Hi Chas – really nice! I like the deep rasp and range in your voice, it is perfect for a whiskey commercial. Nice variation in tone throughout for both scripts and really nice pacing and enunciation too. Good smile in your voice. Good job!
Hi Chas. Script #1 was great. The only thing I noted was (and this may just be my ears) but in the first 2 seconds of the recording it kinda sounded like it started at one volume and then jumped up to something a tad louder? Script # 2 sounded great. Whisky ads area great choice for your voice. Toque
Thanks Toque. You have a fine ear. I clipped the first 2 seconds and pasted in a re-do. Thought I had a good match but apparently not that good. Appreciate your feedback. – Chas
Good to be back everyone and happy New Year! I’ve got a new microphone and was wondering how my performance and recording quality are. I’m really trying to eliminate the unwanted humming and hissing from my previous performances.
Hi Luke! I too am having a hard time hearing almost anything, except a few words that are louder than the others now and then, with volume on max. Can you try re-recording and reloading?
Yes, I can resubmit this recording. Sorry if you can’t hear anything, neither could I. It’s the microphones positioning and whether I was super close vs. farther away. I’ll fix that and resubmit.
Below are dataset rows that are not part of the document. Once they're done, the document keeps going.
PR #994, opened 2022-10-04
evaluate today only when  is run

melange396:
this change makes it so that when `issue` is not specified in the argument, is determined to be "today" whenever the method is run, and not bound/stuck to whatever "today" was when the file was loaded.  (in the existing pattern, the default value for the argument gets assigned once, at the time the method definition is evaluated.)  in practice, this would probably never come up, but it was bugging me.  i looked for other instances of this pattern but found none: `grep -rl '^\s*def .*(.*(' .`

### DIFF
--- a/src/acquisition/covidcast/csv_importer.py
+++ b/src/acquisition/covidcast/csv_importer.py
@@ -108,7 +108,7 @@ class CsvImporter:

Thanks for the comments, I appreciate it.
Hey guys! Sorry the volume was so low in my previous practice demo. Here is a fresh version of it that I recorded with the AT2020 at another angle. All feedback is appreciated.
Practice Script from the Edge Library. I’d love any feedback, THANKS!
American Express
Do you know me? Probably not. In my business, recognition is always important, but when I’m buying goods online I prefer a little privacy. With Private Payments from American Express, I get the security of a unique number created for each business transaction I make. Because my private information is my business, and American Express keeps it that way.
Hi Burdagirl, very good! The variation in tone and the pacing were great. It sounded very natural and authentic for this script. I liked the emphasis on Private Payments as it appears to me like it’s the highlighted product / point of the commercial. Very good job!
Hi Burdahgirl. The pacing of your read was very good. I noticed the overemphasis on “private payments”. To help “get out of your head” step away from the mic, before reading a sentence with a troublesome word or words, raise your arms to your side and take two deep breathes, then go back to the mic and deliver the line. Overall good job.
Really good read! One thing that’s helped me with commercial copy is to imagine the script as the middle of the conversation, not the beginning. Either you’re telling someone something they don’t know, or they’ve just told you something with which you disagree. This can elevate your excitement and increase the energy of the read.
In this case, I would imagine that you’re making small talk with a new client about a recent experience with identity theft. They’ve heard of Private Payments, but they thought it sounded like BS. So the question “Do you know me?” can be a little more authoritative; you both already know the answer is no. Then, accent the contrast: “In my BUSINESS, recognition is always important.” Changing that opening motivation might help you keep the urgency up throughout the read.
Good performance and recording quality. It can get better though. When you say “private payments”, I hear you stepping out of character, forcing the “P” sound. hope this was a helpful critique
Thanks, that is helpful. I struggle so hard with my plosive ‘p’s and was attempting to not have them pop so much. But I totally agree they sound weird. Thanks for the critique!